__Input data__:
PR #833, opened 2018-05-04
Adding support for CDQ, CDQE, CQO, CWD, CWDE, CBW opcodes

ethan42:


ivg:
Thanks!

Assigning @gitoleg as he is currently on the lifters stuff. Oleg, can you also check if we need to enable any checks in the veri suite, that will cover the new functionality?

ethan42:
@gitoleg : just ran ocp-indent on them. let me know if you have a specific config you'd like me to use.

re: opcodes: I actually had to add the instruction because of 0x99 opcodes (they seem to be common in some of the binaries I'm looking at)

gitoleg:
@ethan42  so my faith that they are seldom was wrong : )

PR #834, opened 2018-05-09
fixes bug in reconstructor

gitoleg:
This PR fixes a BUG in reconstructor, where we actually ignore lots of calls


ivg:
Seriously, such kind of issues should be fixed as soon as possible. Don't stockpile fixes in your own branch!

PR #836, opened 2018-05-22
Fix packed x86

gitoleg:
This PR brings a lot of changes in x86 packed instructions. The main goal is to make a bil code closer to the BIL normal form, i.e. to reduce an amount of an additional code injected during the normalization process as well a time spent for lifting.
As a result, `bap` works better with files that previously took approximately infinite time.

Affected instructions are:
- different cases of `pcmp`, `pmin`, `pmax`;
- instructions like `psrl`, `psll`, `pavg`, `xorp`;
- instructions that compare strings: `pcmpistri` 

Just few numbers to compare: 
it was:
```
$: echo "\x66\x0f\xda\xc8" | bap-mc --show-bil | wc -l
327678
$: echo "\x66\x41\x0f\x3a\x63\x08\x4a" | bap-mc --show-bil | wc -l
Fatal error: out of memory.
```
it is:
```
$:echo "\x66\x0f\xda\xc8" | bap-mc --show-bil | wc -l
132
$: echo "\x66\x41\x0f\x3a\x63\x08\x4a" | bap-mc --show-bil | wc -l
139
```

Also, This PR adds few instructions to x86-lifter:
`pmaxsb`, `pmaxsw`, `pmaxuw`, `pmaxud`, `pmaxsd` and tests for them.


lib_test/x86/test_pcmp.ml
```diff
@@ -0,0 +1,216 @@
...
+   3) pmaxub xmm1, xmm0
+      expected: all bytes in xmm1 should be equal
+      to corresponded bytes in xmm0, except first and last
+      bytes, which stay unchanchged
+   4) pmaxsb xmm1, xmm0
+      expected: xmm1 = xmm0
+
+*)
+
+open Core_kernel.Std
```
ivg: try to use `open Core_kernel` in the new code, the `Std` module is deprecated

PR #844, opened 2018-06-19
Remove special handling of jumps/cpuexns during linearization.

ethan42:
This is necessary for correctly handling control flow in BIL
containing the above patterns. One example explaining why this
is necessary is the following:

```
if false {
  CPUExn 10
}
x := 5
```

The above would be translated to:

```
    goto %takeoff
landing:
    goto %next
takeoff:
    when false cpuexn N return %landing
next:
     x := 5
```

Note that the `takeoff` basic block is missing the
possible control flow transition to the `next` block.

By removing these special cases jmps and cpuexn are handled as
normal statements within an `if` block.


ivg:
For the note, this also fixed another bug, (line 96), that will linearize the following BIL program
```
if (c) {
  jmp d
}
x := y
```
to
```
I (when c jmp d)
I (x := y)
```

that will result in a totally wrong block:
```
2: x := y
1: when c jmp d
```

PR #845, opened 2018-06-23
Adding support for XMM/YMM on x86 and enabling the user to map `reg -> Var.t`

ethan42:
This MR adds:

* XMM/YMM to the set of register types returned by the LLVM disassembler and the
  related utility functions.

* Adds an interface under `x86_llvm_env` that enables the user to fetch the variables
  (physical CPU registers) that a register operand of an instruction refers to.


ethan42:
Starting the discussion on how to enable users to get variables out of register operands for x86. @ivg: let me know if this is along the lines you were thinking.

lib/x86_cpu/x86_env.ml
```diff
@@ -160,6 +162,61 @@ module R32 = struct
...
   let ymms = Array.sub ymms 0 8
 
+  (* mapping registers to arch variables *)
+  let of_reg reg =
+    let internal_reg = X86_asm_reg.decode reg in
+    match internal_reg with
+    | None -> None
+    | Some reg ->
+      (match reg with
+       | `AL | `AH | `AX | `EAX -> Some rax
```
ivg: shouldn't we map to `exp` instead and preserve the width of the register? With such representation, we have that `bitwidth reg <> bitwidth var`.

lib/x86_cpu/x86_env.ml
```diff
@@ -123,6 +124,7 @@ module type ModeVars = sig
   val r : var array
   val nums : var array
   val ymms : var array
+  val of_reg : reg -> var option
```
ivg: Changing the module type is a breaking change since we're changing an abstraction, which is contravariant, as module types are used as parameters to functors. 

Moreover, the `of_reg` function is LLVM specific, and we are hiding this. For example, it relies on a `decode` function, that presumes the llvm encoding, and fails with the `Failure` exception if it is not the case. So my suggestion would be to factor it out in a separate module, which has an explicit dependency on llvm. (We don't really need the build time dependency, as I'm envisioning cases, when we need to analyze LLVM output, without actually using LLVM library, e.g., when a serialized version of a project is passed to another machine). But we still need to make it clear, both in documentation and in the choice of names, that this mapping is LLVM specific, e.g., `bap_x86_llvm_cpu_env.ml`.

lib/x86_cpu/x86_env.ml
ivg: Basically, we can have `to_var : reg -> var option` that will be a one-to-one match, e.g., 
```ocaml
to_var `AL = None
to_var `EAX = if arch = `x86 then Some rax else None
to_var `RAX = if arch = `x86_64 then Some rax else None
```

and we can also have a `to_base_var` function, that will for the given register return its base vairant, e.g., RAX for AL in x86-64 mode.

lib/x86_cpu/x86_env.ml
```diff
@@ -160,6 +162,61 @@ module R32 = struct
...
+       | `RDI | `RSI | `RBP | `RSP
+       | `R8 | `R9 | `R10 | `R11
+       | `R12 | `R13 | `R14 | `R15
+       | `RIP
+       | `XMM8 | `YMM8 | `XMM9 | `YMM9
+       | `XMM10 | `YMM10 | `XMM11 | `YMM11
+       | `XMM12 | `YMM12 | `XMM13 | `YMM13
+       | `XMM14 | `YMM14 | `XMM15 | `YMM15
+       ->
+         assert false (* incorrect architecture *)
```
ivg: there is no static guarantee that this function wouldn't be called for a wrong architecture. So we either need to raise `invalid_argument` here and specify this clearly, that this function is defined only for x86, or use `result` as the return type, to indicate that the function is not total.

lib/x86_cpu/x86_env.ml
```diff
@@ -197,6 +254,58 @@ module R64 = struct
...
   let ymms = ymms
 
+  (* mapping registers to arch variables *)
+  let of_reg reg =
+    let internal_reg = X86_asm_reg.decode reg in
+    match internal_reg with
+    | None -> None
+    | Some reg ->
+      (match reg with
+       | `AL | `AH | `AX | `EAX | `RAX -> Some rax
```
ivg: I think that this code could be reused from the x86 representation.

ethan42: The `rax`, etc reference different objects. I can introduce sharing of course, but the function would have to be parameterized by the architecture. is that preferable?

lib/x86_cpu/x86_env.ml
ethan42: `invalid_argument` sounds good, will switch it

lib/x86_cpu/x86_env.ml
ethan42: happy to change it. however, this doesn't break semantic versioning does it? the previous interface remains intact I thought.

lib/x86_cpu/x86_env.ml
ivg: yep, I don't think that it would be to heavy to parametrize it with the modvars module. It could be hidden internally or made public, if preferred.

lib/x86_cpu/x86_env.ml
ethan42: This would be equivalent to the RR.get function from x86_tools. Variables are sometimes a bit more convenient to work with compared to exp. In any case, I'll rename to `to_base_var` to avoid confusion. I'll see if I can move the RR.get functionality in here as well. Let me know what you think.

lib/x86_cpu/x86_env.ml
ivg: it breaks, it changes the module type of ModeVars, thus any function/functor that were taking ModeVars as a parameter will break. 

Basically, semantic version treats the subtyping of a library interface as a non-breaking change. So we can make the interface more specific by adding new things. But as always with subtyping 
we need to distinguish between covariant and contravariant types. So we may add new stuff to covariant types, and erase fields from contravariant. We can't touch invariant types. In our case, ModeVars is invariant, so we can't add or remove anything to it without breaking code.

lib/x86_cpu/x86_env.ml
ivg: sounds good, as long as we make it explicit and giving a user the options to choose from.

ethan42:
@ivg: what about now? I was thinking about possibly merging some of the X86_asm* modules, but not sure if that's a good idea or not.

ivg:
@ethan42, are you sure that the patch is right? Looks like you've missed some files... like I don't see an addition of the new registers in x86_asm_reg_types.ml only the deletion.

lib/x86_cpu/x86_llvm_env.ml
```diff
@@ -0,0 +1,76 @@
...
+
+
+let base_var mode reg =
+  let module CPU = (val (X86_env.vars_of_mode mode)) in
+  let internal_reg = X86_asm_reg.decode reg in
+  match internal_reg with
+  | None -> None
+  | Some reg ->
+    if mode = X86_types.X86 then (
+      match reg with
```
ivg: could we simplify this check by using polymorphic variants abbreviation patterns, e.g.,

```ocaml
match reg with
| #r64 | #r128 | #r256 | `RIP when mode = X86 -> 
   invalid_argf "register %s is not valid in the x86 mode" (string_of_reg reg) ()
| ...
```

ethan42: partially. the problem is some of the smaller variants are also infeasible (e.g., the lower part of r8)

ethan42:
oops, you are correct (I blame force-pushing). let me try again.

lib/x86_cpu/x86_llvm_env.ml
ethan42: pushed a slightly improved version

ivg:
LGTM, but can you double check that the code is ocp-indented?

ethan42:
@ivg: done

PR #68, opened 2016-09-23
Support the new BigQuery types in charts

ojarjur:
BigQuery's new Standard SQL support adds additional data [types](https://cloud.google.com/bigquery/sql-reference/data-types) that might occur in the schema field of results.

These new types meant that we would get key errors when looking up the corresponding type to use for charting the data.

Some of those new types correspond to the set of types supported by [Google Charts](https://developers.google.com/chart/interactive/docs/reference#DataTable_addColumn) and some do not.

For the new types that have a correspondence we add that mapping to the code. For any other types, we simply map them to 'string' (to avoid a key error).


datalab/notebook/static/charting.ts
```diff
@@ -440,11 +440,20 @@ module Charting {
...
-        if (data.cols[i].type == 'datetime') {
+        if (data.cols[i].type == 'date' || data.cols[i].type == 'datetime') {
           var rows = data.rows;
           for (var j = 0; j < rows.length; j++) {
             rows[j].c[i].v = new Date(rows[j].c[i].v);
           }
+        } else if (data.cols[i].type == 'timeofday') {
+          var rows = data.rows;
+          for (var j = 0; j < rows.length; j++) {
+            var timeInSeconds = rows[j].c[i].v.split('.')[0];
```
qimingj: Want to make sure "rows[j].c[i].v.split('.')[0]" is the total seconds?

PR #72, opened 2016-09-26
Renamed ml module and command to mlalpha

yebrahim:


nikhilk:
Does setup.py need to change? From brief glance, thats what I think the failed jenkins build is indicating...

__Task item__: Which lines of the records above hold the word "flow"? Copy each of them.

__Task output__:
This is necessary for correctly handling control flow in BIL
possible control flow transition to the `next` block.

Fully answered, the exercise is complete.